Çok büyük bir afet yaşadık, yaşamaya da devam ediyoruz. Aynen geçmişteki afetlerde olduğu gibi bu afetin de manevi ve maddi etkileri çok uzun yıllar devam edecektir.
Hedef haliyle 21 yıllık tek parti iktidarı. Haklı olarak, iktidara yapılması gerekip de yapılmayanların ve de yapılmaması gerekirken yapılanların hesabı soruluyor.
Tabi kantarın topuzunu kaçıranlarda var, kantara yeni topuz monte isteyenlerde. Ama 21 yıllık iktidarın deprem konusunda ki hassasiyetlerini de inkar etmemek lazımdır.
23 yıl önceye gidelim. Ülkemiz siyaseti tıkanma noktasına gelmişti. Erdoğan, bugünkü 'millet ittifakı' gibi çok bileşenli bir kadro kurup, milletin önüne çıkmıştı. Söylem ve çıkışlarıyla umut vaat ediyor, verdiği ayarlar herkesin hoşuna gidiyordu.
İktidar oldu. İktidarının ilk yılında Bingöl'de deprem oldu. İki yüze yakın insanımızı kaybettik. Binlerce insanımız yaralandı. Yüzlerce bina çöktü.
Bu deprem 100 yıl içinde Bingöl'de yaşanan 6. depremdi. Sayın Erdoğan bölgeye gitti ve bu depremin sebebini açıkladı.
"Kırılan ar damarlarıdır…
Malzemeden çalmanın arkasındaki ahlak hırsızlığıdır…

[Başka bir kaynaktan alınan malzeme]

PR #666, opened 2026-05-18
fix(ci): bump greptile policy gate timeout 15min → 25min

tmchow:
Small follow-up to #665. Bumps the Greptile policy gate's polling deadline because the 15-minute budget left zero headroom when Greptile re-reviews queue behind rate limits (#665 hit this).

## Change

- Inner polling: `deadline=$((SECONDS + 900))` → `deadline=$((SECONDS + 1500))` (15 → 25 min)
- Job timeout: `timeout-minutes: 17` → `timeout-minutes: 27` (preserving the 2-min buffer for checkout/setup)

## What was dropped

The original version of this PR also added a step to skip the gate when the head commit was co-authored by `greptile-apps[bot]` (intent: avoid the gate timing out on "Fix in Codex/Claude" deeplink commits, where Greptile rarely re-reviews its own suggestions). Greptile correctly flagged that as P1: any contributor — including fork PRs on `pull_request_target` — can write `Co-authored-by: greptile-apps[bot]` in a commit message and bypass the gate. Forgeable bypass in a security gate is worse than the problem it solved. Dropped.

For the original problem (Greptile not re-reviewing deeplink commits), the existing escape hatches stay: admin force-merge, or `@greptileai review` to manually trigger.

## Test plan

- [x] YAML parses
- [ ] In-the-wild observation over the next week — does the 25-min budget absorb Greptile's queue variance? If still tight, revisit.

No behavioral change beyond the timeout values.

### DIFF
--- a/.github/workflows/greptile-policy-gate.yml
+++ b/.github/workflows/greptile-policy-gate.yml
@@ -61,29 +61,7 @@ jobs:
           echo "number=$(jq -r '.number' <<<"${pr_json}")" >> "${GITHUB_OUTPUT}"
           echo "head_sha=$(jq -r '.head.sha' <<<"${pr_json}")" >> "${GITHUB_OUTPUT}"
 
-      - name: Detect Greptile-authored fix commit
-        id: bot-check
-        # "Fix in Codex/Claude/Cursor/Conductor" deeplinks in Greptile reviews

Demokrasiden çalmak, hukuk kapkaççılığı, siyaset yankesiciliği ve kamu yönetimi kalpazanlığı yatmaktadır…
Bu olay, kamu otoritesinin devlet imkanlarını nasıl kullandığını bütün çıplaklığı ile ortaya koymuştur.
Olay kader diye geçiştirilemez' dedi.
Yüzde 1 milyon haklıydı ve Marmara depreminin acılarını yaşayan insanımıza bu sözler umut olmuştu.
Tabi deprem coğrafyasındaydık ve sallanıyorduk. Van, Elazığ, Malatya, Ağrı, İzmir, Manisa, Düzce, İstanbul ve daha birçok ilimizde büyük-küçük onlarca deprem meydana geldi ve binlerce insanımız kaybettik.
Ama iktidarımız deprem konusundaki hassasiyetini hiç kaybetmedi.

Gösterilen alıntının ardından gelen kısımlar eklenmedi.